**Exercise details:**
Copy the records below without altering a single word.

**Records provided:**
PR #3205, opened 2025-02-10
Prevent MockClock from mutating the current runner

A5rocks:
Based on the issue @jc211 had on Gitter. You probably shouldn't be creating a `MockClock` and not using it, but this is a footgun.

### DIFF
--- a/src/trio/_core/_mock_clock.py
+++ b/src/trio/_core/_mock_clock.py
@@ -70,7 +70,7 @@ class MockClock(Clock):
         self._real_base = 0.0
         self._virtual_base = 0.0
         self._rate = 0.0
-        self._autojump_threshold = 0.0
+
         # kept as an attribute so that our tests can monkeypatch it
         self._real_clock = time.perf_counter
 
@@ -119,7 +119,8 @@ class MockClock(Clock):
         except AttributeError:
             pass
         else:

**Response to this task:**
PR #3205, opened 2025-02-10
Prevent MockClock from mutating the current runner

A5rocks:
Based on the issue @jc211 had on Gitter. You probably shouldn't be creating a `MockClock` and not using it, but this is a footgun.

### DIFF
--- a/src/trio/_core/_mock_clock.py
+++ b/src/trio/_core/_mock_clock.py
@@ -70,7 +70,7 @@ class MockClock(Clock):
         self._real_base = 0.0
         self._virtual_base = 0.0
         self._rate = 0.0
-        self._autojump_threshold = 0.0
+
         # kept as an attribute so that our tests can monkeypatch it
         self._real_clock = time.perf_counter
 
@@ -119,7 +119,8 @@ class MockClock(Clock):
         except AttributeError:
             pass
         else:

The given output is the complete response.